Open source could give Solaris momentum, Rubinow says.Photo by Chris Lake

Sun last week launched its OpenSolaris project, publishing the operating-system kernel, system libraries, and commands for its Solaris 10 operating system. It also launched a Web site, at www.opensolaris.org, where users and developers can download code, discuss the project, and access a bug database.

A crucial piece of Sun's OpenSolaris strategy is luring developers who can guide the operating system's development to match user needs better. To that end, Sun promises to let developers contribute right away by letting them test code, fix bugs, and document processes. The company also is offering to let its nascent open-source community use the OpenSolaris site to follow technical conversations among Solaris engineers and other community members. In many ways, the community is as important to Sun as the code itself.

The move will be good news for customers if it brings growing developer support for Solaris and an expanding number of applications that run on the operating system. "This allows us to get into new markets or back into markets where we've lost traction over the past few years," Glenn Weinberg, Sun's VP of software engineering, said last week at the OpenSolaris launch press conference.

This aggressive attitude appears to be just what Sun needs. In critical markets such as financial services where Sun once ruled, it has lost share to hardware competitors such as Dell, Hewlett-Packard, and IBM and operating-system competitors such as Red Hat and SuSE Linux. "If the world is more receptive to OpenSolaris, maybe that swings the pendulum in favor of Solaris," says Steven Rubinow, chief technology officer for Archipelago Holdings Inc., an electronic stock-exchange company that's in the midst of a merger with the New York Stock Exchange. Since 2002, Archipelago has run Solaris on about 100 production, testing, and quality-assurance servers.

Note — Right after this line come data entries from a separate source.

PR #61, opened 2016-06-21
Updates to filtering

tavinathanson:
In this PR:
- Add `normalized_per_mb` to all functions, defaulted to `True`.
- Change `qc_filter` in functions to `filter_fn` to be consistent with `load_*` functions.
- Make `filter_fn` in `load_*` (`load_variants`, `load_effects`, `load_neoantigens`) default to the appropriate filtering function.
- Updated required `topiary` version, as only recently does it include `chr`/`pos`/etc. in the output DataFrame, and we make use of that.
- Remove the regex string to variant hack, instead building a `Variant` object based on `chr`/`pos`/etc.
- Temporarily fix tests by having them not do filtering/normalization. (TODO later: both of these should be tested.)
- Add `filter_fn` to `load_polyphen*`.
- Update `min_mapping_quality` to `1`.

@arahuja

### DIFF
--- a/cohorts/load.py
+++ b/cohorts/load.py
@@ -41,8 +41,9 @@ from .survival import plot_kmf
 from .plot import mann_whitney_plot, fishers_exact_plot, roc_curve_plot
 from .collection import Collection
 from .varcode_utils import (filter_variants_with_metadata, filter_effects_with_metadata,
-                            filter_neoantigens_with_metadata)
-from .variant_filters import variant_qc_filter, effect_qc_filter, neoantigen_qc_filter
+                            filter_neoantigens_with_metadata, filter_polyphen_with_metadata)
+from .variant_filters import (variant_qc_filter, effect_qc_filter,
+                              neoantigen_qc_filter, polyphen_qc_filter)
 from . import variant_filters
 
 class InvalidDataError(ValueError):
@@ -555,7 +556,7 @@ class Cohort(Collection):
         return merged_variants
 
     def load_polyphen_annotations(self, as_dataframe=False,
-                                  variant_filter_fn=variant_qc_filter):
+                                  filter_fn=polyphen_qc_filter):
         """Load a dataframe containing polyphen2 annotations for all variants
 
         Parameters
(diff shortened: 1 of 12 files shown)


tavinathanson:
cc @jburos @e5c FYI

cohorts/load.py
```diff
@@ -568,26 +576,33 @@ def load_polyphen_annotations(self, as_dataframe=False):
...
         return patient_annotations
 
-    def _load_single_patient_polyphen(self, patient):
+    def _load_single_patient_polyphen(self, patient, filter_fn):
         cache_name = self.cache_names["polyphen"]
         cached_file_name = "polyphen-annotations.csv"
+        variants = self._load_single_patient_variants(patient,
+                                                      variant_type="snv",
+                                                      merge_type="union",
+                                                      filter_fn=None)
```
arahuja, line 595: Don't we want a `filter_fn` for the variants?

arahuja, line 595: Nevermind, I get what is happening here

tavinathanson, line 595: That gets handled in `filter_polyphen_with_metadata`; if we filtered variants here, we'd cache the filtered annotations vs. all of them. It's confusing.

cohorts/load.py
```diff
@@ -40,7 +40,10 @@
 from .survival import plot_kmf
 from .plot import mann_whitney_plot, fishers_exact_plot, roc_curve_plot
 from .collection import Collection
-from .varcode_utils import filter_variants_with_metadata, filter_effects_with_metadata
+from .varcode_utils import (filter_variants_with_metadata, filter_effects_with_metadata,
```
arahuja, line 43: I don't think the `filter_variants_with_metadata` or `effects is used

But the question lingers as to whether Sun is too late to stay in the race with the open-source Linux operating system. Large companies have for years run Linux on x86-based servers to get the look and feel of Unix while using cheaper hardware. Solaris 10, introduced in November, is tuned to run on x86 microprocessors, a capability that Sun was late to develop, causing the company to lose ground to Linux. Archipelago, for one, implemented a number of Linux servers before the availability of Solaris 10. "We could run Solaris 10 on the same servers we run Linux on today," Rubinow says. "Solaris 10 was not generally available at the time, so we went with a product that was already known in the marketplace." Archipelago runs Solaris 10 on a number of servers in its testing environment and plans to roll them out to the production environment once the company's IT staff has enough experience with the operating system.

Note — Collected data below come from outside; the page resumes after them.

Issue #66, opened 2016-06-28
VariantCollection metadata is lost after filtering


tavinathanson:
Example:

```
vc = cohort.load_variants()
vc[0].metadata
{}
```

```
vc = cohort.load_variants(filter_fn=None)
vc[0].metadata
{Variant(contig='1', ...
```

arahuja:
Good catch, looks like the metadata needs to be brought over from the older variant collection in `varcode_utils`

```
        return VariantCollection([variant
                                  for variant in variant_collection
                                  if filter_fn(variant, variant_collection.metadata[variant])
                                  ])
```

arahuja:
We should use varcode's `clone_with_new_elements`: https://github.com/hammerlab/varcode/blob/master/varcode/collection.py#L99-L107

tavinathanson:
Will `clone_with_new_elements` end up with extra metadata (for extra variants) that is no longer applicable? For my PR just now I manually copied over the metadata, though that seems non-ideal https://github.com/hammerlab/cohorts/pull/67/files#diff-481facac58e4fae6c10b3d93a889284eR576

arahuja:
You fixed this correct @tavinathanson?

tavinathanson:
Yup, fixed in https://github.com/hammerlab/varcode/issues/159

PR #67, opened 2016-06-28
Filter to expressed variants

tavinathanson:
In this PR:
- Factored some of the `df_isovar` logic out of `load_neoantigens` into a separate `_load_single_patient_isovar`, to use it outside the neoantigen context.
- Added `_filter_variants_to_expressed` to filter out any variant that isn't present in the `isovar` `DataFrame`.
- Randomly made it into this branch: parameterizing `variant_qc_filter`.

@arahuja

### DIFF
--- a/cohorts/load.py
+++ b/cohorts/load.py
@@ -385,7 +385,7 @@ class Cohort(Collection):
         # they apply to.
         if len(kwargs) > 0:
             raise ValueError("kwargs are not supported when collecting multiple functions "
-                             "as we don"t know which function they apply to.")
+                             "as we don't know which function they apply to.")
 
         if type(on) == dict:
             cols = []
@@ -598,8 +598,6 @@ class Cohort(Collection):
         cache_name = self.cache_names["polyphen"]
         cached_file_name = "polyphen-annotations.csv"
         variants = self._load_single_patient_variants(patient,
-                                                      variant_type=self.variant_type,
-                                                      merge_type=self.merge_type,
                                                       filter_fn=None)
         if variants is None:
             return None
--- a/cohorts/load.py
+++ b/cohorts/load.py
@@ -30,7 +30,7 @@ import vap  ## vcf-annotate-polyphen
 from sqlalchemy import create_engine
 
 import varcode
-from varcode import VariantCollection, EffectCollection
+from varcode import VariantCollection, EffectCollection, Variant
 from mhctools import NetMHCcons, EpitopeCollection
 from topiary import predict_epitopes_from_variants, epitopes_to_dataframe
 from topiary.sequence_helpers import contains_mutant_residues
@@ -470,7 +470,9 @@ class Cohort(Collection):
                 return patient
         raise ValueError("No patient with ID %s found" % id)
 
-    def load_variants(self, patients=None, variant_type="snv", merge_type="union", filter_fn=variant_qc_filter):
+    def load_variants(self, patients=None,
+                      variant_type="snv", merge_type="union",
+                      only_expressed=False, filter_fn=variant_qc_filter):
         """Load a dictionary of patient_id to varcode.VariantCollection
 
         Parameters
@@ -481,6 +483,8 @@ class Cohort(Collection):
             Load variants of a specific type, default 'snv'
         merge_type : {'union', 'intersection'}, optional
             Use this method to merge multiple variant sets for a single patient, default 'union'
+        only_expressed : boolean, optional
+            Only return expressed variants via isovar
         filter_fn : function
             Takes a variant and it's metadata and returns a boolean. Only variants returning True are preserved. Defaults to `variant_qc_filter`.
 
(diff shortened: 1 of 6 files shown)


cohorts/load.py
```diff
@@ -748,13 +800,52 @@ def load_neoantigens(self, patients=None, variant_type="snv", merge_type="union"
                 dfs[patient.id] = df_epitopes
         return dfs
 
+    def _load_single_patient_isovar(self, patient, variant_type, merge_type, epitope_lengths):
```
tavinathanson: I believe the content of this is all the same; just moved.

cohorts/load.py
```diff
@@ -533,8 +547,31 @@ def _load_single_patient_variants(self, patient, variant_type, merge_type, filte
...
+    def _filter_variants_to_expressed(self, variants, patient, variant_type, merge_type):
+        """Given a VariantCollection, filters that collection to only expressed variants."""
+        if len(variants) == 0:
+            return variants
+
+        expressed_variants = []
+        expressed_metadata = {}
+        # TODO: we're currently using the same isovar cache that we use for expressed
+        # neoantigen prediction; so we pass in the same epitope lengths.
+        # This is hacky and should be addressed.
```
tavinathanson: Open to ideas; wasn't sure how to best clean this up.

cohorts/load.py
```diff
@@ -533,8 +547,34 @@ def _load_single_patient_variants(self, patient, variant_type, merge_type, filte
...
+                                                     variant_type=variant_type,
+                                                     merge_type=merge_type)
+        for i, row in df_isovar.iterrows():
+            genome = variants[0].ensembl
+            variant = Variant(contig=row["chr"],
+                              start=row["pos"],
+                              ref=row["ref"],
+                              alt=row["alt"],
+                              ensembl=genome)
+            if variant in variants:
```
arahuja: This is going to go through all of `variants` each time, no?

cohorts/load.py
```diff
@@ -652,16 +697,26 @@ def load_effects(self, patients=None, only_nonsynonymous=False, variant_type="sn
...
+                                     variant_type, merge_type,
+                                     only_expressed, filter_fn):
+        def on_return(variants, effects):
+            if only_expressed:
+                variants = self._filter_variants_to_expressed(variants,
+                                                              patient=patient,
+                                                              variant_type=variant_type,
+                                                              merge_type=merge_type)
+                effects = [effect for effect in effects if effect.variant in variants]
+            return filter_effects_with_metadata(effects, variants.metadata, filter_fn)
```
arahuja: This works, but the first arg of `filter_effects_with_metadata` was supposed to be an `EffectCollection`

cohorts/load.py
tavinathanson: As opposed to caching the output? Yeah, I wanted to try to simplify by not caching this.

cohorts/variant_filters.py
```diff
@@ -20,26 +20,32 @@
 import pandas as pd
 from os import path
 
-def variant_qc_filter(variant, variant_metadata):
+DEFAULT_DEPTH = 30
```
arahuja: Cool!

cohorts/load.py
tavinathanson: Oh, maybe you mean that I'm iterating through the `VariantCollection` on each check; good point.

arahuja:
My thoughts on this are I'm not sure it's worth building in the isovar filtering as special case to the `load_*` functions and leaving it as something to do after the fact or making a `filter_fn` that could handle it.

tavinathanson:
@arahuja curious why not?

cohorts/load.py
tavinathanson: Good catch, I blame Python.

tavinathanson:
We spoke offline; @arahuja clarified that the `cohorts.varcode_utils` functions are more general than I realized, so I can indeed plop this logic in there.

tavinathanson:
@arahuja I'm not entirely clear on the best way to do this, since my `variant_expressed_filter` and `effect_expressed_filter` need more than `variant`/`effect` and `variant_metadata` (the `cohort`, `patient`, `variant_type`, `merge_type`). I could put `variant_expressed_filter` inside a count function and make use of the closure, but that's not easily passed to `load_variants`.

Perhaps I should replace `variant_metadata` with heavier-weight object that has the `VariantCollection` metadata as well as `cohort`, `patient`, etc.?

arahuja:
> Perhaps I should replace variant_metadata with heavier-weight object that has the VariantCollection metadata as well as cohort, patient, etc.?

Perhaps? I think needing cohort would be odd, but it somewhat shows that some of the `load_single` functions should probably be pushed into `Patient`

tavinathanson:
@arahuja I agree re pushing more functions to `Patient`; for another time, though :)

tavinathanson:
12 days later, some updates to this PR:
- Create `FilterableVariant`, `FilterableEffect`, etc. as a way to cleanly specify `filter_fn`s as single-parameter functions. Also removes the need for `neoantigen_qc_filter` vs. `variant_qc_filter` since `FilterableNeoantigen` is a `FilterableVariant`.
- Use the above to handle expression filtering instead of adding `only_expressed` everywhere.
- Fix https://github.com/hammerlab/cohorts/issues/73.
- Fix https://github.com/hammerlab/cohorts/issues/66.
- Move `merge_type` and `variant_type` into `Cohort` so they aren't passed around to a million methods.
- Add additional parameters to `variant_qc_filter`.

Back to you @arahuja

cohorts/load.py
```diff
@@ -215,10 +223,16 @@ def __init__(self,
                  join_how="inner",
                  check_provenance=False,
                  polyphen_dump_path=None,
-                 pageant_coverage_path=None):
+                 pageant_coverage_path=None,
+                 variant_type="snv",
```
arahuja, line 231: any reason this is a cohort level property now?

cohorts/load.py
```diff
@@ -360,7 +378,7 @@ def is_lambda(func):
         if type(on) == FunctionType:
             return apply_func(on, col, df)
 
-        # For multiple functions, don't allow kwargs since we won't know which functions
+        # For multiple functions, don't allow kwargs since we won"t know which functions
```
arahuja: weird quote change

cohorts/load.py
tavinathanson, line 231: Yeah, it became cumbersome and wordy to pass it around everywhere. Agree it's a little weird--

arahuja, line 231: Yea I think I prefer the alternative, but also see the issue that you can pass one to `load_variants` and  a different set to `load_effects` which could be confusing, so I'm fine with this

cohorts/load.py
tavinathanson: Fixed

Sun is counting on the quality of its technology and its core customer base to create buzz around OpenSolaris, which is licensed under the Common Development and Distribution License. The company says it has distributed 1.7 million licenses for Solaris 10 since it became available and that more than 1 million of those were to run on x86 based systems. The rest were for platforms running the company's RISC-based Sparc processors.